Basque Fact of the Week: Akerbeltz

Many of the figures in Basque mythology are shrouded in mystery, their true natures lost to the mists of time. Whatever role they played in the original Basque religion, their character became confused and contorted with the advent of Christianity. The black he-goat – the Akerbeltz – is a prime example. While he was originally viewed as good, a sign of fertility and health, he later became associated with Satan himself and became an iconic part of the Black Sabbaths celebrated by witches.

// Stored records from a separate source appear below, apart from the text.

PR #9145, opened 2018-01-26
This feature does not seem to work.

vlajos:
This feature does not seem to work.
I added a note for some details/alternative solution.

### DIFF
--- a/logging/monolog_regex_based_excludes.rst
+++ b/logging/monolog_regex_based_excludes.rst
@@ -6,6 +6,8 @@
 How to Configure Monolog to Exclude 404 Errors from the Log
 ===========================================================
 
+See issue here: https://github.com/symfony/monolog-bundle/issues/166
+
 Sometimes your logs become flooded with unwanted 404 HTTP errors, for example,
 when an attacker scans your app for some well-known application paths (e.g.
 `/phpmyadmin`). When using a ``fingers_crossed`` handler, you can exclude


javiereguiluz (changes requested):
I'm sorry but we don't link to issues/errors in the docs. If this is a bug, Monolog must fix it. If it's not a bug and the feature was removed, we need to remove this article too.

vlajos:
Sorry. I am not too familiar with the Symfony ecosystem.
What is the best channel to
 * step towards the fixes
 * help the users to be able to work around the issue
?

javiereguiluz:
@vlajos sorry if my previous reply wasn't clear 😅  I meant that we don't need to need to caution our readers about bugs because those bugs are eventually fixed (hopefully quickly). A different thing would be if this feature has been removed by Monolog ... then we need to reword or remove this article. In any case, the question is: is this a Monolog bug? If yes, are they going to fix it? Thanks!

vlajos:
Hi,
After rereading the other issue I think they have fixed the bug in their newer versions.
If I understand well the old version works with old symfony, the new works with new symfony, just the old monolog(/+-bundle) does not play well with new symfony.
Could this be fixed somehow with dependencies? I am not too sure.

Anyway I agree that putting this to the documentation might be too strong... :-)

Best regards,
Lajos

javiereguiluz:
@vlajos thanks for investigating this issue. Given that this is already fixed, we can close here. Since Monolog uses a different versioning than Symfony, users can easily update that dependency to get the latest bug fixes. Thanks!

PR #9149, opened 2018-01-27
Fix passing arguments to "Client" constructor

liviubalan:
"Client" is expecting an instance of "CookieJar", not "Cookie"


javiereguiluz:
@liviubalan thanks for fixing this error! This was wrong since the oldest maintained branch (2.7) so I merged on it. That's why GitHub may make it look as closed instead of merged ... but it's merged.

PR #10959, opened 2019-02-02
Update testing.rst to be compatible with windows

Raggok:
commands compatible with windows


javiereguiluz:
@Raggok we did this change in most of our docs ... but there might be still some missing changes to do. Thanks for fixing it and congrats on your first Symfony Docs contribution!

BasokoArima’s rendition of the Akerbeltz.
  • While later black he-goats became associated with Satan and demonology, before that they were benign creatures with healing powers. Often associated with Mari, who could take the form of a black goat, black goats were prized. In many houses, as a way of avoiding disease in their cattle, people would ensure a black he-goat was part of the flock, raised in the stable.
  • This benevolent akerbeltz was also a symbol of fertility and there is some speculation that he was related to the Greek god Pan. It was also believed that, if the right person cut a black he-goat’s beard, they could summon a hail storm.
  • It wasn’t until the 16th and 17th centuries that the old pre-Christian beliefs began to become so strongly associated with evil, the devil, and demons. Pre-Christian beings such as Akerbeltz were directly associated with Satan and were said to be worshipped by witches and warlocks, at Black Sabbaths that, in Basque, are called Akelarreak. The importance of these gatherings is reflected in the fact that more than fifteen different places are named for the Akelarre — literally the he-goat’s pasture — where these celebrations were said to take place. In reality, it is unclear what happened at these gatherings — to the extent they happened at all — but it is certain that Basques were not worshipping the devil.
  • In descriptions of the Akerbeltz from the akelarres or Black Sabbaths that the witches attended (often extracted from testimony under duress or torture), he is said to have the face of a man and sometimes two faces, one in the front and one on his back. He performs a reverse-mass, in mockery of the Catholic mass. These were said to end in an orgy in which human flesh was served.
  • Akerbeltz as one of the deities the pre-Christian Basques worshipped is documented from pre-Roman times. In the Church of Saint-Aventin, in the Occitanie region of France, there is stone taken from a previous building, and inscribed upon it is the phrase Aherbeltse, which most translate to modern Akerbeltz (though some have connected the first element – aher – to the Basque word harri, or stone). This suggests that Akerbeltz is a very old figure in the Basque pantheon.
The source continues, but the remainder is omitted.